PR #6538, opened 2026-07-23
fix(engine): unearth's leave-battlefield exile replacement must survive layer resets (Rotting Rats + Sacrifice)

### LINKED ISSUE #5976: Unearth bug — If I return [[Rotting Rats]] to the battlefield using its unearth ability and then sacrifice it to [[Sacr…
Reported in Discord: https://discord.com/channels/1485498006781427802/1525071374354223114/1525071374354223114

**Thread:** Unearth bug
**Discord thread id:** `1525071374354223114`
**Discord message id:** `1525071374354223114`
**Cards:** rotting rats, sacrifice
**Parser status:** has_gaps

## Summary
If I return [[Rotting Rats]] to the battlefield using its unearth ability and then sacrifice it to [[Sacrifice]], the rats die, but they should be exi

### rotting rats
When this creature enters, each player discards a card.
Unearth {1}{B} ({1}{B}: Return this card from your graveyard to the battlefield. It gains haste. Exile it at the beginning of the next end step or if it would leave the battlefield. Unearth only as a sorcery.)
### sacrifice
As an additional cost to cast this spell, sacrifice a creature.
Add an amount of {B} equal to the sacrificed creature's mana value.

---
<sub>report_id: `discord:1525071374354223114:1525071374354223114:0` · discord: `1525071374354223114/1525071374354223114`</sub>

michiot05:
Tier: Frontier
Model: claude-opus-4-8

Closes #5976.

## Summary

**Rotting Rats** returned via **Unearth** and then sacrificed to **Sacrifice** went to the graveyard instead of exile. Unearth's rider — *"Exile it at the beginning of the next end step **or if it would leave the battlefield**"* (CR 702.84a) — has two halves, and only the end-step delayed trigger worked; the "if it would leave the battlefield, exile it instead" replacement did nothing on a sacrifice, destroy, or bounce.

Root cause is **not** the sacrifice path (that correctly routes through `sacrifice_permanent` → `replace_event`, and the matcher accepts the rider). The rider was installed onto the returned creature's **live** `replacement_definitions` only. `seed_live_characteristics_from_base` reseeds live characteristics from base on **every layer pass** (CR 613.1) — and unearth's return grants haste, forcing an immediate layer evaluation — so the rider was wiped before any real leave event ever reached it. The end-step half survived only because it is a state-hosted delayed trigger, not an object-hosted replacement.

Class-level fix, not a Rotting-Rats special case: a typed `RestrictionExpiry::UntilHostLeavesPlay`, stamped on the rider at both build sites (the unearth synthesizer and the shared `try_parse_leave_battlefield_exile_replacement` parser builder that also handles the Whip-of-Erebos rider class). The stamp threads through the three existing runtime-rider seams that the turn-bound die-exile rider (Torch the Tower) already established:

1. **Base-install** (`add_target_replacement.rs`) — the rider persists in `base_replacement_definitions`, so it survives every CR 613.1 reseed.
2. **Non-copiable** (`printed_cards.rs`, CR 707.2) — token/merge/augment copies never inherit it (mana isn't copied; a copy isn't the cast object).
3. **Host-leave prune** (`layers.rs`, CR 400.7) — on the host's battlefield exit (including the exile redirect itself) the rider is dropped from base+live, so a re-entered same-`ObjectId` object is a new object and is not wrongly re-exiled.

Because the rider is bound to the object (`valid_card: SelfRef`), it survives control theft — a stolen unearthed creature sacrificed by its new controller is still exiled.

Method: /engine-implementer — plan → /review-engine-plan (1 round; findings integrated: corrected class inventory, verbatim-card-text discipline, prune reach-guard, variant-doc scoping) → implement → verification pass (one test-harness foot-gun fixed, no production defect) → /review-impl (CLEAN, zero findings) → commit → final read-only /review-impl: **PASS head=a65dd1a2229f2c231fab50579e346df2901e2239**. Each step in a fresh agent context.

## Gate A

`./scripts/check-parser-combinators.sh` → **Gate A PASS head=a65dd1a2229f2c231fab50579e346df2901e2239** (Gate G PASS). The parser change is a single `.expiry(...)` stamp on an already-built `ReplacementDefinition` — no string probes, no nom-chain change.

## Anchored on

- `crates/engine/src/database/unearth.rs` (`leaves_battlefield_exile_step`) — the synthesized unearth rider, now stamped; and `crates/engine/src/game/layers.rs:1692` (`seed_live_characteristics_from_base`) — the CR 613.1 reseed that wiped the live-only rider (the root cause).
- The **turn-bound die-exile rider** precedent (Torch the Tower, `EndOfTurn` expiry) — the exact three-seam durable-runtime-rider pattern this change mirrors: `is_runtime_target_die_exile_replacement` (`printed_cards.rs`) + `install_to_base` (`add_target_replacement.rs`) + the host-left prune (`layers.rs::prune_controller_controls_source_on_leave`). The new predicate `is_runtime_host_lifetime_replacement` is the object-lifetime sibling.
- `crates/engine/src/types/ability.rs` — `Duration::UntilHostLeavesPlay` (the existing object-lifetime vocabulary) established that host-bound and turn-bound lifetimes coexist as distinct categorical members; the new `RestrictionExpiry` variant is the replacement-expiry counterpart.

## Verification

- `cargo fmt --all` clean; `cargo clippy -p engine --tests` **0 warnings**.
- **New integration file** (`crates/engine/tests/integration/issue_5976_unearth_leave_redirect.rs`, registered in `main.rs`) — **8 rows**, each driving the real pipeline (unearth activate/resolve → a genuine layer pass → real leave event → zone assert, with `PermanentSacrificed`/damage/priority reach guards): the reported additional-cost sacrifice (verbatim **Sacrifice** card) → exile; ability-cost sacrifice outlet → exile; destroy → exile; bounce → exile (any leave event, CR 702.84a); non-unearthed sibling → graveyard; host-exit prune with no revival on re-entry; control-theft object-binding; and the real parser-rider card **Gruesome Encore** (verbatim) → bounce → exile.
- **Unit tests**: unearth base-install + reseed-survival; the two `printed_cards` predicate tests (non-copiable exclusion; and the **Personal Decoy** printed-static shape — no expiry stamp — staying copiable, the negative that proves the detector keys on the stamp, not the redirect shape); parser expiry-stamp assertion. All green.
- **Regression sweep**: `cargo test -p engine --lib -- replacement layer copiable torch_the_tower ninjutsu die_exile` → **2398 passed, 0 failed** (Torch-the-Tower `EndOfTurn` die-exile, copy/merge/augment, layers, ninjutsu all intact).
- **Fails before, passes after** (tests written first): with the base-install stamp reverted, R1/R3/R4/R7/R8/R9 flip to `Graveyard`/`Hand` (`left: Graveyard, right: Exile`) while the non-unearthed sibling R5 stays green; restored → all pass.
- **CR annotations**: every number grep-verified against `docs/MagicCompRules.txt` — CR 702.84a, 400.7, 613.1, 614.1a, 707.2, 611.2b.

## Claimed parse impact

Regenerated `card-data.json` and isolated the change from the pre-existing `Duration::UntilHostLeavesPlay` namesake (288 pre-existing `duration` occurrences on the unrelated "exile until ~ leaves" family, untouched): **exactly 64 cards** gain an additive `expiry: UntilHostLeavesPlay` field on their existing leave-battlefield exile replacement — the complete class (~58 unearth cards: Rotting Rats, Hellspark Elemental, Fatestitcher, the Scrapwork/Dregscape cycle, Sedraxis Specter, … + the 6–7 parser-rider cards: Whip of Erebos, Gruesome Encore, From the Catacombs, Isareth the Awakener, Kheru Lich Lord, Moira and Teshar, Dreams of the Dead). **No card gains or loses support** — the replacement already existed; it now carries the host-lifetime stamp and is made durable. The CI parse-diff artifact should report these 64 signature changes.

## Scope Expansion

None.

## Summary by CodeRabbit

- **Bug Fixes**
  - Improved Unearth and similar effects that redirect a creature’s departure to exile.
  - Replacement effects now remain active only while hosted by the battlefield object.
  - Prevented replacement effects from incorrectly returning when an object leaves and re-enters play.
  - Ensured these effects are not copied to other objects and continue working after layer updates.
  - Added coverage for sacrifice, destruction, bouncing, controller changes, and parsed card effects.

### DIFF
--- a/crates/engine/src/database/unearth.rs
+++ b/crates/engine/src/database/unearth.rs
@@ -17,7 +17,10 @@
 //! 3. an `Effect::CreateDelayedTrigger` that exiles the card at the next end
 //!    step (CR 702.84a), and
 //! 4. an `Effect::AddTargetReplacement` installing the "if it would leave the
-//!    battlefield, exile it instead" replacement (CR 702.84a / CR 614.1a).
+//!    battlefield, exile it instead" replacement (CR 702.84a / CR 614.1a /
+//!    CR 400.7), stamped `RestrictionExpiry::UntilHostLeavesPlay` so it is
+//!    base-installed (surviving CR 613.1 layer reseeds), non-copiable
+//!    (CR 707.2), and pruned when the host leaves the battlefield.
 //!
 //! Steps 2–4 are chained as `sub_ability` continuation steps (CR 608.2c) of the
 //! primary `ChangeZone`, so they resolve as one action.
@@ -35,7 +38,7 @@
 
 use crate::types::ability::{
     AbilityCost, AbilityDefinition, AbilityKind, ContinuousModification, DelayedTriggerCondition,
-    Duration, Effect, ReplacementDefinition, StaticDefinition, TargetFilter,
+    Duration, Effect, ReplacementDefinition, RestrictionExpiry, StaticDefinition, TargetFilter,
 };
 use crate::types::card::CardFace;
 use crate::types::keywords::Keyword;
@@ -149,14 +152,19 @@ fn delayed_exile_step() -> AbilityDefinition {
     .description("Exile it at the beginning of the next end step.".to_string())
 }
 
-/// CR 702.84a / CR 614.1a: "If it would leave the battlefield, exile it instead
-/// of putting it anywhere else." Installs a `Moved` replacement on the returned
-/// permanent (`target: SelfRef`); `valid_card: SelfRef` binds the replacement to
-/// its own host so it fires only for that object, redirecting any
-/// battlefield-exit to exile.
+/// CR 702.84a / CR 614.1a / CR 400.7: "If it would leave the battlefield, exile
+/// it instead of putting it anywhere else." Installs a `Moved` replacement on
+/// the returned permanent (`target: SelfRef`); `valid_card: SelfRef` binds the
+/// replacement to its own host so it fires only for that object, redirecting any
+/// battlefield-exit to exile. The rider is stamped
+/// `RestrictionExpiry::UntilHostLeavesPlay`: it is a runtime effect bound to the
+/// host object's lifetime, so it is base-installed to survive CR 613.1 layer
+/// reseeds, kept non-copiable (CR 707.2), and pruned on the host's battlefield
+/// exit (CR 400.7) — see the variant doc in `types/ability.rs`.
 fn leaves_battlefield_exile_step() -> AbilityDefinition {
     let replacement = ReplacementDefinition::new(ReplacementEvent::Moved)
         .valid_card(TargetFilter::SelfRef)
+        .expiry(RestrictionExpiry::UntilHostLeavesPlay)
         .execute(AbilityDefinition::new(
             AbilityKind::Spell,
             exile_self_from_battlefield_effect(),
--- a/crates/engine/src/database/unearth_tests.rs
+++ b/crates/engine/src/database/unearth_tests.rs
@@ -14,7 +14,7 @@ use crate::game::triggers::check_delayed_triggers;
 use crate::game::zones::create_object;
 use crate::types::ability::{
     AbilityCost, AbilityDefinition, ContinuousModification, DelayedTriggerCondition, Effect,
-    TargetFilter,
+    RestrictionExpiry, TargetFilter,
 };
 use crate::types::card::CardFace;
 use crate::types::card_type::CoreType;
@@ -360,6 +360,41 @@ fn unearth_installs_leaves_battlefield_exile_replacement() {
         ),
         "the replacement must redirect the card to exile, got {:?}",
         execute.effect
+    );
+    // CR 400.7 + CR 702.84a: the rider is stamped `UntilHostLeavesPlay` so its
+    // lifetime is bound to the returned object.
+    assert_eq!(
+        repl.expiry,
+        Some(RestrictionExpiry::UntilHostLeavesPlay),
+        "the leaves-battlefield rider must carry the host-lifetime expiry stamp"
+    );
+
+    // CR 613.1: the rider is also written to `base_replacement_definitions` so it
+    // survives a layer reseed (which rebuilds live defs from base). Without the
+    // base copy, the first `evaluate_layers` would silently drop the redirect.
+    let base = &state.objects[&source].base_replacement_definitions;
+    let base_repl = base
+        .iter()
+        .find(|r| r.event == ReplacementEvent::Moved)
+        .expect("the rider must be base-installed to survive a layer reseed");
+    assert_eq!(
+        base_repl.expiry,
+        Some(RestrictionExpiry::UntilHostLeavesPlay),
+        "the base-installed rider must carry the host-lifetime expiry stamp"
+    );
+    assert_eq!(base_repl.valid_card, Some(TargetFilter::SelfRef));
+
+    // Discriminating runtime check: after a real layer pass, the live rider must
+    // still be present (repopulated from base). This is the exact reseed that
+    // dropped the live-only rider before the fix.
+    crate::game::layers::evaluate_layers(&mut state);
+    assert!(
+        state.objects[&source]
+            .replacement_definitions
+            .iter_all()
+            .any(|r| r.event == ReplacementEvent::Moved
+                && r.expiry == Some(RestrictionExpiry::UntilHostLeavesPlay)),
+        "the rider must survive a layer reseed (repopulated from base)"
     );
 }
 
--- a/crates/engine/src/game/effects/add_target_replacement.rs
+++ b/crates/engine/src/game/effects/add_target_replacement.rs
@@ -262,6 +262,14 @@ pub fn resolve(
                     // reset: a damaged creature can gain/lose characteristics
                     // or enter combat before it dies. Cleanup prunes this
                     // narrowly scoped base copy at end of turn.
+                    // A host-lifetime rider (CR 702.84a "if it would leave the
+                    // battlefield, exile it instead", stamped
━━━
BRIEF:
Take from the listing above each line that contains the string "game".

EXERCISE RESPONSE:
- `crates/engine/src/database/unearth.rs` (`leaves_battlefield_exile_step`) — the synthesized unearth rider, now stamped; and `crates/engine/src/game/layers.rs:1692` (`seed_live_characteristics_from_base`) — the CR 613.1 reseed that wiped the live-only rider (the root cause).
@@ -14,7 +14,7 @@ use crate::game::triggers::check_delayed_triggers;
 use crate::game::zones::create_object;
+    crate::game::layers::evaluate_layers(&mut state);
--- a/crates/engine/src/game/effects/add_target_replacement.rs
+++ b/crates/engine/src/game/effects/add_target_replacement.rs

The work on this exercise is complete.